PR #32272, opened 2024-05-12
Implement additional logic in DOMString::set_best_representation_of_the_floating_point_number

### LINKED ISSUE #32269: parse_floating_point_number does not conform to spec
As noted in https://github.com/servo/servo/pull/32230#discussion_r1597356650

SPEC: https://html.spec.whatwg.org/multipage/common-microsyntaxes.html#rules-for-parsing-floating-point-number-values

shanehandley:
This corrects some failing tests related to "-0.0" values for the `meter` element, as well as updates input number and range elements - these were not failing similar tests, it appears that the default fallback was accounting for -0.0 values.

There are also some fixes to the `progress` element where it was mishandling negative values for `max`.

See https://github.com/servo/servo/issues/32269 for additional context.

---

- [x] These changes fix #32269

### DIFF
--- a/tests/wpt/meta/html/dom/reflection-forms.html.ini
+++ b/tests/wpt/meta/html/dom/reflection-forms.html.ini
@@ -3380,24 +3380,6 @@
   [meter.tabIndex: IDL set to -2147483648]
     expected: FAIL
 
-  [meter.value: IDL set to -0]
-    expected: FAIL
-
-  [meter.min: IDL set to -0]
-    expected: FAIL
-
-  [meter.max: IDL set to -0]
-    expected: FAIL
-
-  [meter.low: IDL set to -0]
-    expected: FAIL
-
-  [meter.high: IDL set to -0]
-    expected: FAIL
-
-  [meter.optimum: IDL set to -0]
-    expected: FAIL
-
   [form.tabIndex: setAttribute() to "7\\v"]
     expected: FAIL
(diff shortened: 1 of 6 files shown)


tests/wpt/meta/html/dom/reflection-forms.html.ini
```diff
@@ -3551,18 +3533,6 @@
...
-  [progress.max: IDL set to -1]
-    expected: FAIL
-
-  [progress.max: IDL set to -0]
-    expected: FAIL
-
-  [progress.max: IDL set to 0]
-    expected: FAIL
-
   [progress.max: IDL set to 1e-10]
```
sagudev, line 3536: I think there are even more tests that we could fix with this (look for `IDL set to x`).

mrobinson (approved):

tests/wpt/meta/html/dom/reflection-forms.html.ini
shanehandley: Thank you - I did have a longer look into those. I think there's an edge case in our implementation of `is_valid_floating_point_number_string` that fails for `1.e2`. I'm pretty sure this one should be valid, but our regex enforces that a digit appears after the decimal point.

https://html.spec.whatwg.org/multipage/common-microsyntaxes.html#valid-floating-point-number

PR #32276, opened 2024-05-13
Fix RefCell borrows

sagudev:
I think this should fix https://servo.zulipchat.com/#narrow/stream/263398-general/topic/Panic.20on.20touch.20event.20after.20.2331505, but I wrote it online so it might not work.

---


gterzian (approved):
Nice catch!

PR #32286, opened 2024-05-14
fonts: Improve font fallback

### LINKED ISSUE #12944: Myanmar text doesn't display properly on Ubuntu
On Ubuntu 16.04 with two Myanmar fonts i.e. Noto Sans Myanmar and Padauk installed, Servo Commit 94152523 cannot display Myanmar text properly as shown below:

myanmar2

However it should look somewhat like this:

myanmar1

Remark:  Myanmar text was taken from word-break-break-all-007.htm  http://file.veerkesto.net/servo_test/myanmar.html

### LINKED ISSUE #31664: On Linux, add Noto fonts to fallback list for other languages
When a character isn’t supported by any of the fonts chosen by the page, some browsers search through all of the installed fonts to find one that supports text in that language (e.g. [Firefox](https://searchfox.org/mozilla-central/rev/109bb25545f0d2df31954dc0a9afbf30d900b6bb/gfx/thebes/gfxPlatformFontList.cpp#1086-1101)). Servo can’t do that yet, but we currently have hardcoded lists of “fallback fonts” that we try in those situations. There are separate lists for each platform, and on Linux, we use the list in [freetype/font_list.rs](https://github.com/servo/servo/blob/f3a73dbed39c38c6581fc356d3d4f2d38c906e93/components/gfx/platform/freetype/font_list.rs#L155-L169).

[Noto fonts](https://fonts.google.com/noto/use) are often installed by default on Linux distros like Ubuntu. We can use [char::script()](https://docs.rs/ucd/0.1.1/ucd/trait.Codepoint.html#tymethod.script) to check what [script](https://en.wikipedia.org/wiki/Script_(Unicode)) (language) the character is in.

1. Find an enum variant in [Script](https://docs.rs/ucd/0.1.1/ucd/tables/scripts/enum.Script.html) that also has a Noto font [according to this page](https://notofonts.github.io/)
2. In [this function](https://github.com/servo/servo/blob/f3a73dbed39c38c6581fc356d3d4f2d38c906e93/components/gfx/platform/freetype/font_list.rs#L155-L169), check if `codepoint` is in that script
3. If so, add the Noto Sans font name to the fallback list

For example, for [`Script::Adlam`](https://docs.rs/ucd/0.1.1/ucd/tables/scripts/enum.Script.html#Adlam.v) we can add “Noto Sans Adlam” to the fallback list:

image

mrobinson:
- Better detect situations where emoji is necessary by looking ahead one
  character while laying out. This allow processing Unicode presentation
  selectors. When detecting emoji, put emoji fonts at the front of
  fallback lists for all platforms.

  This enables monochrome emoji on Windows. Full-color emoji on Windows
  probably needs full support for processing the COLR table and drawing
  separate glyph color layers.

- Improve the font fallback list on FreeType platforms. Ideally, Servo
  would be able to look through the entire font list to find the best
  font for a certain character, but until that time we can make sure the
  font list contains the "Noto Sans" fonts which cover most situations.

Fixes #31664.
Fixes #12944.

---

- [x] These changes are difficult to test. It's hard to test if font fallback happened and, if it
        did, what font it fell back to. I have tested these changes with https://angband.pl/doc/alluni.txt
        though and they significantly improve Servo's coverage on Linux. There's more work to do
        for macOS and Windows though.

### DIFF
--- a/components/gfx/font.rs
+++ b/components/gfx/font.rs
@@ -32,7 +32,7 @@ use crate::platform::font::{FontTable, PlatformFont};
 pub use crate::platform::font_list::fallback_font_families;
 use crate::text::glyph::{ByteIndex, GlyphData, GlyphId, GlyphStore};
 use crate::text::shaping::ShaperMethods;
-use crate::text::Shaper;
+use crate::text::{FallbackFontSelectionOptions, Shaper};
 
 #[macro_export]
 macro_rules! ot_tag {
@@ -487,9 +487,12 @@ impl FontGroup {
         &mut self,
         font_context: &FontContext<S>,
         codepoint: char,
+        next_codepoint: Option<char>,
     ) -> Option<FontRef> {
+        let options = FallbackFontSelectionOptions::new(codepoint, next_codepoint);
+
         let should_look_for_small_caps = self.descriptor.variant == font_variant_caps::T::SmallCaps &&
-            codepoint.is_ascii_lowercase();
+            options.character.is_ascii_lowercase();
         let font_or_synthesized_small_caps = |font: FontRef| {
             if should_look_for_small_caps && font.synthesized_small_caps.is_some() {
                 return font.synthesized_small_caps.clone();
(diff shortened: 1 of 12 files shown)


components/gfx/font.rs
```diff
@@ -486,20 +486,23 @@ impl FontGroup {
     pub fn find_by_codepoint<S: FontSource>(
         &mut self,
         font_context: &FontContext<S>,
-        codepoint: char,
+        character: char,
```
atbrakhi, line 489: We have renamed `codepoint` to `character` in this PR, would it make sense to rename the function as well? maybe something `find_by_character`?

atbrakhi (approved):
Looks good to me, just left a very small comment.

components/gfx/font.rs
mrobinson: Oh, great point. I've gone ahead and renamed these parameters`codepoint` and `next_codepoint`. It may make sens to rename this function later, but for now it's probably best to keep the same name.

_About this exercise_: All lines from the one containing "if should_look_for_small_caps &&" through the final line of the records above are to be set down exactly, and no other line is to appear.

_Task response_:
             if should_look_for_small_caps && font.synthesized_small_caps.is_some() {
                 return font.synthesized_small_caps.clone();
(diff shortened: 1 of 12 files shown)


components/gfx/font.rs
```diff
@@ -486,20 +486,23 @@ impl FontGroup {
     pub fn find_by_codepoint<S: FontSource>(
         &mut self,
         font_context: &FontContext<S>,
-        codepoint: char,
+        character: char,
```
atbrakhi, line 489: We have renamed `codepoint` to `character` in this PR, would it make sense to rename the function as well? maybe something `find_by_character`?

atbrakhi (approved):
Looks good to me, just left a very small comment.

components/gfx/font.rs
mrobinson: Oh, great point. I've gone ahead and renamed these parameters`codepoint` and `next_codepoint`. It may make sens to rename this function later, but for now it's probably best to keep the same name.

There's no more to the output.